TASK STATEMENT.
Retype the material exactly, ending with the line containing "function receives the".

LISTED RECORDS.
PR #2780, opened 2026-08-22
[kind/bug] Restore model-aware scheduling for Cambricon MLU devices

### LINKED ISSUE #2774: Restore model-aware scheduling for Cambricon MLU devices

I would like HAMi to support model-based scheduling for Cambricon MLU devices.

HAMi defines these pod annotations:

- `cambricon.com/use-mlutype`
- `cambricon.com/nouse-mlutype`

However, the Cambricon scheduler does not currently use them.

The `checkType` function receives the pod annotations and device information, but it does not check the requested or excluded MLU model. It accepts every request whose device type is `MLU`.

There is another limitation: `GetNodeDevices` registers every Cambricon device with the generic type `MLU`. Therefore, the scheduler cannot distinguish between models such as MLU370 and MLU590.

### Current behavior

For example, a user may add:

```yaml
metadata:
  annotations:
    cambricon.com/nouse-mlutype: "MLU370"
```

The user expects HAMi to avoid MLU370 devices. However, all Cambricon devices are treated as the same generic `MLU` type, so the annotation does not affect scheduling.

### Expected behavior

HAMi should know the real model of each Cambricon device.

It should then apply the model-selection annotations as follows:

- `cambricon.com/use-mlutype` allows only the listed MLU models.
- `cambricon.com/nouse-mlutype` excludes the listed MLU models.
- When neither annotation is present, existing scheduling behavior remains unchanged.
- Empty annotation values should not block scheduling.
- Matching behavior should follow the existing `device.CheckType` helper used by other device backends.

### Behavior diagram

~~~mermaid
flowchart LR
    subgraph Current
        A[Pod requests an MLU model] --> B[HAMi reads the request]
        B --> C[Every device has type MLU]
        C --> D[Model annotation is ignored]
        D --> E[Any MLU can be selected]
    end

    subgraph Expected
        F[Cambricon device reports its real model] --> G[HAMi stores the model]
        H[Pod contains use-mlutype or nouse-mlutype] --> I[HAMi checks the model]
        G --> I
        I --> J{Model allowed?}
        J -->|Yes| K[Device can be selected]
        J -->|No| L[Device is excluded]
    end
~~~

## Why is this needed?

Clusters may contain different Cambricon models, such as MLU370 and MLU590.

Some workloads may support only a specific model. Other workloads may need to avoid a model because of compatibility, performance, or availability requirements.

At present, users can set the model-selection annotations, but the scheduler cannot enforce them. This may allow a workload to be scheduled onto an unwanted or incompatible MLU model.

Supporting these annotations would make Cambricon scheduling consistent with model-selection support in other HAMi device backends.

## Proposed solution

The exact source of the MLU model should be confirmed with maintainers before implementation.

A possible implementation is:

1. Obtain the real model name for every Cambricon device from a reliable device-plugin, node-annotation, or node-resource source.
2. Store that model in the device's `DeviceInfo.Type`.
3. Update the Cambricon `checkType` function to call:

   ```go
   device.CheckType(annos, d.Type, MLUInUse, MLUNoUse)
   ```

4. Keep the generic backend/vendor identifier as `MLU` where it is needed for internal device routing.
5. Add unit tests for allowed, excluded, empty, comma-separated, and missing annotations.
6. Confirm that pods without these annotations keep the current scheduling behavior.

Adding only the `device.CheckType` call is not enough because every Cambricon device is currently registered with the same generic `MLU` type.

Relevant code:

- `pkg/device/cambricon/device.go`
- `MLUInUse`
- `MLUNoUse`
- `CambriconDevices.GetNodeDevices`
- `CambriconDevices.checkType`
- `CambriconDevices.Fit`
- `pkg/device/cambricon/device_test.go`
- `pkg/device/devices.go`
- `device.CheckType`

### Historical context

Older HAMi code contained Cambricon model-filtering logic. The current implementation still contains the annotation constants, but the model check is no longer connected to the scheduling path.

Therefore, this may be a regression or unfinished restoration of an older capability rather than a completely new feature.

### Related roadmap work

Roadmap issue #923 includes:

> Support multiple cambricon types (370,590,etc..)

Related issue:

- https://github.com/Project-HAMi/HAMi/issues/923

This proposal is a focused description of the model-discovery and annotation-filtering behavior. Please confirm whether maintainers prefer tracking it in #923 or in a separate issue.

## Environment

- HAMi source revision reviewed: `9c93c8442259496499d079c12f7664c1d955cf72`
- Component: HAMi scheduler and Cambricon device backend
- Cambricon model: Not tested on hardware
- Cambricon driver version: Not tested
- Kubernetes version: Not tested
- Operating system: Not tested
- Validation status: Source-code and history analysis only

## AI assistance disclosure

I used OpenAI Codex to help analyze the source code and organize this description.

asadjan4611:
/kind bug

This PR fixes Cambricon MLU model-aware scheduling.

HAMi defines the following pod annotations:

- `cambricon.com/use-mlutype`
- `cambricon.com/nouse-mlutype`

Previously, the Cambricon scheduler did not use these annotations. Every Cambricon device was recorded with the generic type `MLU`. Therefore, HAMi could not distinguish models such as `MLU370-X4` and `MLU590`.

This could allow a pod to be scheduled on an MLU model that it did not request or explicitly excluded.

This PR:

- Reads the MLU model from the node's `Model` label.
- Stores the real model in the HAMi device information when the label contains `MLU`.
- Falls back to the generic `MLU` type when the label is missing, empty, or does not contain `MLU`.
- Uses the existing `device.CheckType` helper to check the model annotations.
- Allows devices that match `use-mlutype`.
- Rejects devices that match `nouse-mlutype`.
- Preserves existing scheduling behavior when no model constraint is provided.
- Rejects constrained requests when the device model cannot be verified.

### Behavior before this fix

```text
Node label: Model=MLU370-X4
              |
              v
HAMi records Type="MLU"
              |
              v
Model annotations are ignored
              |
              v
Any healthy MLU may be selected
```

### Behavior after this fix

```text
Node label: Model=MLU370-X4
              |
              v
HAMi records Type="MLU370-X4"
              |
              v
Check the pod's model annotations
          /               \
         /                 \
Model is allowed       Model is excluded
       |                       |
       v                       v
Schedule device           Reject device
```

### Behavior when the model label is missing or invalid

```text
Model label contains "MLU" -> Use the real model
Model label is missing     -> Fall back to "MLU"
Model label lacks "MLU"    -> Fall back to "MLU"

No model constraint        -> Preserve existing scheduling behavior
Model constraint set       -> Reject the device because its model cannot be verified
```

This change only affects Cambricon model filtering in the scheduler. It does not change device resource counts, memory accounting, core accounting, allocation annotations, or other accelerator backends.

Fixes #2774

Cambricon device-plugin `v2.0.20` introduced automatic MLU node labels. It publishes the bare `Model` label when `--node-label` is enabled:

- [Cambricon device-plugin v2.0.20 documentation](https://github.com/Cambricon/cambricon-k8s-device-plugin/blob/v2.0.20/device-plugin/README.md#mlu-device-label-management)
- [Cambricon device-plugin v2.0.20 label definition](https://github.com/Cambricon/cambricon-k8s-device-plugin/blob/v2.0.20/device-plugin/pkg/nodeLabel/nodelabel.go#L26-L31)

The implementation reuses the existing `device.CheckType` helper used by other device backends.

Validation completed:

- `go test -count=1 ./pkg/device/cambricon` — PASS
- `go test -race -count=1 ./pkg/device/cambricon` — PASS
- `make test` — PASS
- `make verify` — PASS
- `make build` — PASS
- `make tidy` — PASS with no module-file changes

Physical Cambricon MLU hardware was not tested because this change is limited to scheduler logic and is covered by unit and mock tests.

AI assistance disclosure:

I used OpenAI Codex to help analyze the code, implement and review the fix and tests, darfting this pull request description. I reviewed the changes and take responsibility for the contribution. 

Does this PR introduce a user-facing change?**:

```release-note
Cambricon scheduling now honors the `cambricon.com/use-mlutype` and `cambricon.com/nouse-mlutype` annotations. Pods using these annotations may remain pending on nodes whose `Model` label is missing or does not contain `MLU`. Cambricon device-plugin v2.0.20 and later can publish this label when `--node-label` is enabled.
```

## Summary by CodeRabbit

* **New Features**
  * Cambricon devices now identify their specific model from node labels when available.
  * Device selection supports model-specific allow and deny rules, including case-insensitive matching and multiple model values.

* **Bug Fixes**
  * Improved fallback behavior when model information is missing, empty, or unsupported.
  * Corrected device-fit decisions for constrained workloads using model-specific requirements.

### DIFF
--- a/pkg/device/cambricon/device.go
+++ b/pkg/device/cambricon/device.go
@@ -42,11 +42,14 @@ import (
 const (
 	CambriconMLUDevice     = "MLU"
 	CambriconMLUCommonWord = "MLU"
-	MluMemSplitLimit       = "CAMBRICON_SPLIT_MEMS"
-	MluMemSplitIndex       = "CAMBRICON_SPLIT_VISIBLE_DEVICES"
-	MluMemSplitEnable      = "CAMBRICON_SPLIT_ENABLE"
-	MLUInUse               = "cambricon.com/use-mlutype"
-	MLUNoUse               = "cambricon.com/nouse-mlutype"
+	// MLUModelLabel is published by cambricon-k8s-device-plugin when node label
+	// reporting is enabled.
+	MLUModelLabel     = "Model"
+	MluMemSplitLimit  = "CAMBRICON_SPLIT_MEMS"
+	MluMemSplitIndex  = "CAMBRICON_SPLIT_VISIBLE_DEVICES"
+	MluMemSplitEnable = "CAMBRICON_SPLIT_ENABLE"
+	MLUInUse          = "cambricon.com/use-mlutype"
+	MLUNoUse          = "cambricon.com/nouse-mlutype"
 	// MLUUseUUID annotation specifies a comma-separated list of MLU UUIDs to use.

EXPECTED ANSWER.
PR #2780, opened 2026-08-22
[kind/bug] Restore model-aware scheduling for Cambricon MLU devices

### LINKED ISSUE #2774: Restore model-aware scheduling for Cambricon MLU devices

I would like HAMi to support model-based scheduling for Cambricon MLU devices.

HAMi defines these pod annotations:

- `cambricon.com/use-mlutype`
- `cambricon.com/nouse-mlutype`

However, the Cambricon scheduler does not currently use them.

The `checkType` function receives the pod annotations and device information, but it does not check the requested or excluded MLU model. It accepts every request whose device type is `MLU`.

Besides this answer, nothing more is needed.